3. AI Co-Pilots: Your Faceless Work Colleague: By 2025, almost every software developer will enjoy access to personalized or general AI assistants for software development—less than 600 days away. Envisage the prospects of automating tasks, expediting learning, and performing at warp speed, secure in the knowledge that a co-pilot can refine your code both concurrently and preemptively.
4. AI-Driven Sales Messaging and Intelligence: LinkedIn serves as an indispensable networking platform, and the ability to instantaneously tailor content to individual preferences is increasingly influential. Leveraging AI/ML for customizing and technical content summaries can prove immensely powerful.
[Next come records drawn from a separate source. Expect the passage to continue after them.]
PR #725, opened 2021-06-10
support converting models generated in v1.3 to 2.0 compatibility

njzjz:
(Next plan: add v1.2 compatibility)

### DIFF
--- a/source/op/prod_env_mat_multi_device.cc
+++ b/source/op/prod_env_mat_multi_device.cc
@@ -25,6 +25,26 @@ REGISTER_OP("ProdEnvMatA")
     .Output("nlist: int32");
     // only sel_a and rcut_r uesd.
 
+// an alias of ProdEnvMatA -- Compatible with v1.3
+REGISTER_OP("DescrptSeA")
+    .Attr("T: {float, double}")
+    .Input("coord: T")
+    .Input("type: int32")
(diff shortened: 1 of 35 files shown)


njzjz:
@amcadmus I've changed the implementation: Now users can converting models directly using v2.0. There's no necessary to install the old version.

source/op/prod_env_mat_multi_device.cc
```diff
@@ -25,6 +25,26 @@ REGISTER_OP("ProdEnvMatA")
     .Output("nlist: int32");
     // only sel_a and rcut_r uesd.
 
+// an alias of ProdEnvMatA -- Compatible with v1.3
+REGISTER_OP("DescrptSeA")
```
amcadmus, line 29: Do we need to register `DescrptSeA`? the op name has changed to `ProdEnvMatA` by `convert`

njzjz: We need to load the old graph first when executing `convert`.

amcadmus: I see

amcadmus (approved):

denghuilu (approved):
A smart approach to register different ops with the same class ProdEnvMatA

Issue #753, opened 2021-06-16
Wiki page needs update


amcadmus:
**Summary**

It looks that the wiki page is not up-to-the date. Some update on the doc is not synced to the wiki. 

Do we really need the wiki pages, most of which are the same as the doc?

tuoping:
I don't think we need it.

njzjz:
I've removed duplicated pages. After the rest pages are processed, I'll close it.

njzjz:
I've closed wiki and also projects, since they are unused now.

PR #761, opened 2021-06-17
Typeembed develdoc

tuoping:
Added development guide for type-embedding (authered by jxxiaoshaoye)
This is copied from wiki.


tuoping:
#753

tuoping:
#753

5. AI Work Assistants: Cleanup, Follow-Up, and Aggregation: Consider the numerous meetings each week bereft of post-meeting reports or After-Action Reviews (AAR). The potency of such meetings, whether virtual or in person, hinges on the presence of clarity regarding next steps, agreed-upon insights, and designated responsibilities. Imagine a simple AI assistant transcribing proceedings, discerning patterns, and following up on action items as scheduled. Zoom’s AI companion is just one of these tools. Going forward, there should be no justification for unproductive meetings. The corporate world in the U.S. witnesses approximately eleven million meetings daily, totaling a billion per year. A mere 15% improvement in these meetings could significantly enhance outcomes. Picture the ability to review your role, contributions, and areas you may have missed—it’s akin to reviewing NFL game footage in terms of its impact.
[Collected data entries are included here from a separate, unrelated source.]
PR #775, opened 2021-06-20
[CMake] Fix Python interpreter not defined.

shishaochen:
With CMake built-in API [FindPython](https://cmake.org/cmake/help/latest/module/FindPython.html), user can avoid explicity decaring variable `PYTHON_EXECUTABLE`.

### DIFF
--- a/source/CMakeLists.txt
+++ b/source/CMakeLists.txt
@@ -56,14 +56,15 @@ find_package(Threads)
 
 # auto op_cxx_abi
 if (NOT DEFINED OP_CXX_ABI)
-  if (BUILD_PY_IF) 
+  if (BUILD_PY_IF)
+    find_package(Python REQUIRED COMPONENTS Interpreter) 
     if (DEFINED TENSORFLOW_ROOT)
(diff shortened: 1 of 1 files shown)


njzjz:
This has been done by `scikit-build`: https://github.com/scikit-build/scikit-build/blob/c0741f9a1de9dd97e0a1e6f0b3b02fcd76221418/skbuild/cmaker.py#L195-L196

So, I don't find the reason why we need to manually find it. Could you please explain your situation?

shishaochen:
@njzjz It should be OK to install deepmd-kit through setup.py.
However, the official document [Download and install](https://deepmd.readthedocs.io/en/master/install.html) tell users to build & install using CMake directly. In this way, failure comes out as `PYTHON_EXECUTABLE` not defined.

njzjz:
When you build C++ module, `BUILD_PY_IF` should be `FALSE`, so I don't understand why it throws error.

shishaochen:
@njzjz Got it. I tried to build PY_IF and CPP_IF together through CMake.

Issue #546, opened 2021-04-20
[Feature Request] Auto convertion of model to DeePMD-kit v2.0 compatibility


amcadmus:
**Summary**

Automatic conversion of frozen model file from v1 compatible to v2 compatible.

**Detailed Description**

After the upgrading to DeePMD-kit v2, the frozen models trained with v1 cannot be used anymore. It would be useful to provide users a tool that convert the v1 frozen models to v2.

**Further Information, Files, and Links**

njzjz:
It is also valuable to export the model to an "universal" format, and import from this format. Thus, if this new format is stable, we only need to maintain the convert between the tensorflow model and this new format.

PR #633, opened 2021-05-14
support converting models to 2.0 compatibility

amcadmus:

PR #789, opened 2021-06-22
give a default value to T and convert models from v1.2

njzjz:
See also https://www.tensorflow.org/guide/create_op#backwards_compatibility.

Implement #546.

### DIFF
--- a/doc/troubleshooting/model-compatability.md
+++ b/doc/troubleshooting/model-compatability.md
@@ -6,16 +6,11 @@ DeePMD-kit guarantees that the codes with the same major and minor revisions are
 
 One can execuate `dp convert-from` to convert an old model to a new one.
 
-|   | Model v0.12 | Model v1.0 | Model v1.1 | Model v1.2 | Model v1.3 | Model v2.0 |
+| Model version | v0.12 | v1.0 | v1.1 | v1.2 | v1.3 | v2.0 |
 |:-:|:-----------:|:----------:|:----------:|:----------:|:----------:|:----------:|
-|DeePMD-kit v0.12 | 😄 | 😢 | 😢 | 😢 | 😢 | 😢 |
-|DeePMD-kit v1.0  | 😢 | 😄 | 😢 | 😢 | 😢 | 😢 |
-|DeePMD-kit v1.1  | 😢 | 😢 | 😄 | 😢 | 😢 | 😢 |
-|DeePMD-kit v1.2  | 😢 | 😢 | 😢 | 😄 | 😢 | 😢 |
-|DeePMD-kit v1.3  | 😢 | 😢 | 😢 | 😊 | 😄 | 😢 |
-|DeePMD-kit v2.0  | 😢 | 😢 | 😢 | 😊 | 😊 | 😄 |
+| Compatibility  | 😢 | 😢 | 😢 | 😊 | 😊 | 😄 |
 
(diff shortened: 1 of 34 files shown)


amcadmus (approved):

amcadmus:
How about adding a section in the [getting started ](https://github.com/deepmodeling/deepmd-kit/blob/devel/doc/getting-started.md) to introduce the users the conversions of model compatibility?

njzjz:
I add a table to troublesome and I am not sure if it should be moved to the getting started.

tuoping (changes requested):
How about add a link to doc/troubleshooting/model-compatibility in getting-started?

doc/troubleshooting/model-compatability.md
```diff
@@ -1,5 +1,21 @@
...
+
+One can execuate `dp convert-from` to convert an old model to a new one.
+
+|   | Model v0.12 | Model v1.0 | Model v1.1 | Model v1.2 | Model v1.3 | Model v2.0 |
+|:-:|:-----------:|:----------:|:----------:|:----------:|:----------:|:----------:|
+|DeePMD-kit v0.12 | 😄 | 😢 | 😢 | 😢 | 😢 | 😢 |
+|DeePMD-kit v1.0  | 😢 | 😄 | 😢 | 😢 | 😢 | 😢 |
+|DeePMD-kit v1.1  | 😢 | 😢 | 😄 | 😢 | 😢 | 😢 |
+|DeePMD-kit v1.2  | 😢 | 😢 | 😢 | 😄 | 😢 | 😢 |
+|DeePMD-kit v1.3  | 😢 | 😢 | 😢 | 😊 | 😄 | 😢 |
```
amcadmus, line 15: Do we have tools to convert v1.3 model to v1.2 compatibility?

denghuilu (approved):
works well in my local workstation

doc/troubleshooting/model-compatability.md
njzjz: No.

amcadmus: So why there is a smile? Is it a typo?

njzjz: The smile is where model version is v1.2 and deepmd-kit version is 1.3, not converse.

amcadmus: Can we use a v1.2 model in deepmd-kit v1.3?

amcadmus: So you mean we can convert a model v1.2 to v1.3 by using deepmd-kit v1.3.   I do not see this subcommand in v1.3

njzjz: We can convert a model v1.2 to v1.3 by using deepmd-kit v1.2. So this should be a 😢?

amcadmus: Yes, the manner of conversion is somewhat different... In deepmd-kit v1.2 and 1.3, it is `convert-to` (pending PR #631 and #633), but in v2.0 it is `convert-from`.

I would proposed to only keep the doc for v2.0, and write separate docs for v1.2 and 1.3, what do you think?

njzjz: Good idea.

amcadmus (approved):

Issue #742, opened 2021-06-14
Errors with DeepMD GPU version


Grace0987:
**Summary**

I installed DeepMD v 1.3.3 with the offline script "deepmd-kit-1.3.3-cuda10.0_gpu-Linux-x86_64.sh" .
Inorder to train a module, i used this command "dp train <json file>"  on  a GPU machine ,which started well with loading the 
corresponding CUDA and tensorflow libraries . But the Job did crash with the below error:

Grace0987:
Error :
 E tensorflow/stream_executor/cuda/cuda_blas.cc:428] failed to run cuBLAS routine: CUBLAS_STATUS_EXECUTION_FAILED
Traceback (most recent call last):
tensorflow.python.framework.errors_impl.InternalError: 2 root error(s) found.
  (0) Internal: Blas GEMM launch failed : a.shape=(29440, 25), b.shape=(25, 50), m=29440, n=50, k=25
         [[node filter_type_0/MatMul_1 (defined at /lib/python3.7/site-packages/tensorflow_core/python/framework/ops.py:1751) ]]
         [[l2_force_test/_59]]
  (1) Internal: Blas GEMM launch failed : a.shape=(29440, 25), b.shape=(25, 50), m=29440, n=50, k=25
         [[node filter_type_0/MatMul_1 (defined at /lib/python3.7/site-packages/tensorflow_core/python/framework/ops.py:1751) ]]
0 successful operations.
0 derived errors ignored.

Grace0987:
So, i thought to try the next releases, and i got the same error in a couple of next releases. My last try was to install the latest release "deepmd-kit-2.0.0.b0-cuda10.1_gpu-Linux-x86_64.sh". This time, when i trained the same model as previous, the cublas error did not appear. Now , it is complaining about few parameters to be changed in input file. 
name: A100-SXM4-40GB, pci bus id: 0000:47:00.0, compute capability: 8.0)
2021-05-27 03:06:07.971279: I tensorflow/compiler/jit/xla_gpu_device.cc:99] Not creating XLA devices, tf_xla_enable_xla_devices not set
DEEPMD INFO    ---Summary of DataSystem: training     -----------------------------------------------
DEEPMD INFO    found 3 system(s):
DEEPMD INFO                                        system  natoms  bch_sz   n_bch   prob  pbc
DEEPMD INFO                               ../data/data_0/     192       1      80  0.250    T
[...]

Issue #675, opened 2021-05-29
[BUG] _An error in `prod_env_mat.cu`_


Ericwang6:
**Summary**

An error in `/source/lib/src/cuda/prod_env_mat.cu`

**Deepmd-kit v2.0.0b0**

When training data for small organic molecules with `se_e2_a` descriptor, an error occurs: `cuda assert: DeePMD-kit:	illegal nbor list sorting /home/yingze/deepmd-kit/source/lib/src/cuda/prod_env_mat.cu 509`.

My input.json :
```json
{
    "model": {
        "type_map": [
            "C",
            "H",
            "N",
            "O"
        ],
        "descriptor": {
            "type": "se_e2_a",
            "sel": [
                48,
                40,
                48,
                48
            ],
            "rcut_smth": 0.5,
            "rcut": 6.0,
            "neuron": [
                20,
                40,
                80
            ],
            "resnet_dt": false,
            "axis_neuron": 8,
            "type_one_side": true,
            "seed": 1,
            "activation_function": "gelu"
        },
        "fitting_net": {
            "neuron": [
                240,
                240,
                240
            ],
            "resnet_dt": true,
            "seed": 1,
            "activation_function": "gelu"
        }
    },
    "learning_rate": {
        "type": "exp",
        "start_lr": 0.0001,
        "stop_lr": 5e-8,
        "decay_steps": 500
    },
    "loss": {
        "type": "ener",
        "start_pref_e": 0.02,
        "limit_pref_e": 10,
        "start_pref_f": 1000,
        "limit_pref_f": 1,
        "start_pref_v": 0,
        "limit_pref_v": 0
    },
    "training": {
        "numb_steps": 100000,
        "disp_file": "lcurve.out",
        "disp_freq": 1000,
        "numb_test": 1,
        "save_freq": 1000,
        "save_ckpt": "model.ckpt",
        "disp_training": true,
        "time_training": true,
        "training_data": {
            "batch_size": "auto",
            "systems": [
                "./C0H0N0O2",
                "./C1H3N1O1"
            ]
        }
    }
}
```
The program is run on pbs system.

**Steps to Reproduce**

An example of relevant data is attached here:
[issue.zip](https://github.com/deepmodeling/deepmd-kit/files/6564330/issue.zip)

njzjz:
#742 reported an same bug.

iProzd:
This bug occurs when:
1. using gelu as activation function (GPU environment);
[...]

PR #800, opened 2021-06-26
Fix bug of empty input in gelu.cu 

iProzd:
#675 and #742 maybe the same bugs when: 
1. using gelu as activation function (GPU environment);
2. there's one type (or types) of atom not showing in the system but in the type_map;
this causes the empty input in gelu.cu and thus breaks.


njzjz:
Is our gelu much faster than TensorFlow's (tensorflow/tensorflow#41178)? It seems that they implement gelu in only some python codes. See https://github.com/tensorflow/tensorflow/blob/v2.5.0/tensorflow/python/ops/nn_ops.py#L3505-L3548

njzjz (approved):

amcadmus:
> Is our gelu much faster than TensorFlow's ([tensorflow/tensorflow#41178](https://github.com/tensorflow/tensorflow/pull/41178))? It seems that they implement gelu only using some python codes. See https://github.com/tensorflow/tensorflow/blob/v2.5.0/tensorflow/python/ops/nn_ops.py#L3505-L3548

Yes, that's why we implement gelu by ourselves

Issue #755, opened 2021-06-16
[Feature Request] support `-std=c++17`


njzjz:
**Summary**

When add `-std=c++17` to `CXXFLAGS` (this is the default environment variables of conda compilers), CUDA files will throw the following errors (CPU version works well). It works after changing `-std=c++17` to `-std=c++11`.

It's not a bug, but I hope `-std=c++17` can be supported on some day.

UPDATE: I am not sure whether it's a bug. Maybe CMake should set the proper C++ standard option?

**Detailed Description**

6. AI/ML as a Personal Tutor: Dream Box: Learning mathematics proved to be a formidable challenge for me. Despite the sincere efforts of every teacher, their instructional techniques, uniform in approach, did not yield results after multiple attempts. Eventually, a private tutor asked me about my preferred learning style, and success was immediate. The fundamental strength of AI lies in its ability to personalize the acquisition, comprehension, and application of new skills. Beyond mathematics, this capability can extend to acquiring new software proficiencies or resolving complex technical challenges. This capacity underpins ventures like Dream Box. Just imagine the potential of saying to colleagues, “Let’s rapidly acquire this new skill for success.”
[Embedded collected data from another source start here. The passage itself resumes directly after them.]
PR #809, opened 2021-06-29
speedup ROCm kernel which uses atomicAdd

darelbeida:
This PR works on optimizing ROCm kernel which uses atomicAdd. 

By the experiments before, we already knew that atomicAdd on CUDA is much more efficient than on ROCm. A straightforward idea is to reduce the calling number of atomicAdd instruction.  By pre-summing the four values before doing atomicAdd, we gains nearly **4 times** speedup on `force_deriv_wrt_neighbors_a` and `virial_deriv_wrt_neighbors_a` ROCm kernels. 

Moreover, by switching the computing order inside and cross a block, we aim to reduce the crashing of writing same global memory address. In our benchmark, this switching gets **1.4 ~ 2.2 times** speedup.

We also benchmark the E2E performance on LAMMPS inference. On compressed copper model, this work gets **1.45x** speedup on pairs computing.

Baseline:
[2_compress.json.gz](https://github.com/deepmodeling/deepmd-kit/files/6730613/2_compress.json.gz)
screenshot-20210629-034744

After speedup:
[2_compress_optimized.json.gz](https://github.com/deepmodeling/deepmd-kit/files/6730617/2_compress_optimized.json.gz)
screenshot-20210629-034352

### DIFF
--- a/source/lib/src/rocm/prod_force.hip.cu
+++ b/source/lib/src/rocm/prod_force.hip.cu
@@ -51,12 +51,11 @@ __global__ void force_deriv_wrt_neighbors_a(
     const int nnei)
 {  
     // idy -> nnei
-    const unsigned int idx = blockIdx.x * blockDim.x + threadIdx.x;
-    const unsigned int idy = blockIdx.y;
+    const unsigned int idx = blockIdx.x;
+    const unsigned int idy = blockIdx.y * blockDim.x + threadIdx.x;
     const unsigned int idz = threadIdx.y;
-    const unsigned int idw = threadIdx.z;
     const int ndescrpt = nnei * 4;
-    if (idx >= nloc) {
+    if (idy >= nnei) {
         return;
     }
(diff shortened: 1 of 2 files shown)


denghuilu (approved):
This implementation could also be applied to the CUDA code

amcadmus:
We want to make sure that you have run the unittests in `source/lib/tests` under ROCm environment. 

The CI on github does not support UTs on GPUs.

darelbeida:
> We want to make sure that you have run the unittests in `source/lib/tests` under ROCm environment.
> 
> The CI on github does not support UTs on GPUs.

@amcadmus Unit tests in `source/lib/tests` and `source/api_cc/tests` paths are all passed under ROCm platform.

amcadmus (approved):

amcadmus:
@pkulzy  Could you please update the `_r` kernels accordingly? Please also see #811

Issue #824, opened 2021-07-02
[BUG] _Process killed when running lammps by using deepmd-kit-2.0.0.beta0 model on GPU and DCU_


Carrotkingdom:
**I am running a DP model with deepmd-kit-2.0.0.beta0 version, both original and compressed, on GPU and DCU. In all cases the process is killed after several steps, depending on the number of threads and environment.**

**Here are the model type, machine type, the number of threads and the corresponding step number before the process died.**

![image](https://user-images.githubusercontent.com/86839379/124285415-79c23680-db80-11eb-9df2-380c107a33f3.png)

**The lammps input file and the submit files on GPU and DCU are attached below.**

[MgZn.zip](https://github.com/deepmodeling/deepmd-kit/files/6754941/MgZn.zip)

pkulzy:
Will this problem occur when running on the CUDA platform?

denghuilu:
Have you tested these models on a single GPU or DCU?

pkulzy:
> Have you tested these models on a single GPU or DCU environment?

about 12300 on DCU

amcadmus:
I would suggest trying the latest commit on `devel`

denghuilu:
I will try it. > I would suggest trying the latest commit on `devel`

Carrotkingdom:
> Have you tested these models on a single GPU or DCU environment?

Same results on a single GPU. On CPU the process is normal and won't be killed.

denghuilu:
The latest GPU code has been tested on ehpc and there is no problem. Please close this   @amcadmus.

Carrotkingdom:
The latest DCU code on NSCC-ZZ is tested successfully @amcadmus .

PR #827, opened 2021-07-05
fix bug 824 and Synchronize updates to CUDA code 

pkulzy:
update the ROCM code to fix BUG #824 (because the array access is out of bounds)


pkulzy:
there is some wrong in code

PR #831, opened 2021-07-06
automatically determine the `sel` from the training data.

amcadmus:
Notice :
- The function `train` in the module `deepmd.entrypoints.train` is renamed to `train_dp` to avoid the conflict between the module and the function name, which causes trouble in the UT for the auto sel


denghuilu (approved):

njzjz (approved):

njzjz:
Document needs to be updated.

amcadmus:
@njzjz I miss used the auto merging. Could you please check my PR?

njzjz:
approve

PR #833, opened 2021-07-07
use cached Session to speed up py tests

njzjz:


njzjz:
Python test time reduce about 5 minutes.

amcadmus (approved):

PR #1125, opened 2021-09-10
fix "Call to method DeepTensor.__init__ with too many arguments"

njzjz:
As detected by LGTM, here is an error:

Jack Welch, the former CEO of GE, once declared, “If the rate of change on the outside exceeds the rate of change on the inside, the end is near.” AI/ML stands as a testimony to this axiom. There are minimal barriers to embracing a transformative AI/ML paradigm, given the countless opportunities to harness it as a differentiating asset. In the past, much was said about data being the new oil in the digital economy. Just as those who initially discovered and extracted oil in Pennsylvania in 1859 could not foresee the profound impact of the combustion engine, we may not fully grasp the potential of data until it is harnessed by AI/ML. AI/ML represents the combustion engine equivalent for data. Every organization possesses a reservoir of the right data internally, supplemented by external data, enabling the development of AI/ML engines. Consider, for instance, chatbots for service and support—these dynamic systems continually learn from ongoing outcomes and data, akin to system one and system two thinking. The insights AI/ML systems reveal and the challenges they solve are virtually boundless and will evolve continuously from yesterday through today and into tomorrow.
AI/ML empowers you to adapt as swiftly as, or even more swiftly than, the world surrounding you. Embracing AI/ML now renders tomorrow highly unpredictable, as the opportunities it offers are limitless and unbound by the confines of yesterday’s experiences. The choice to adopt AI/ML is one that should already be underway.”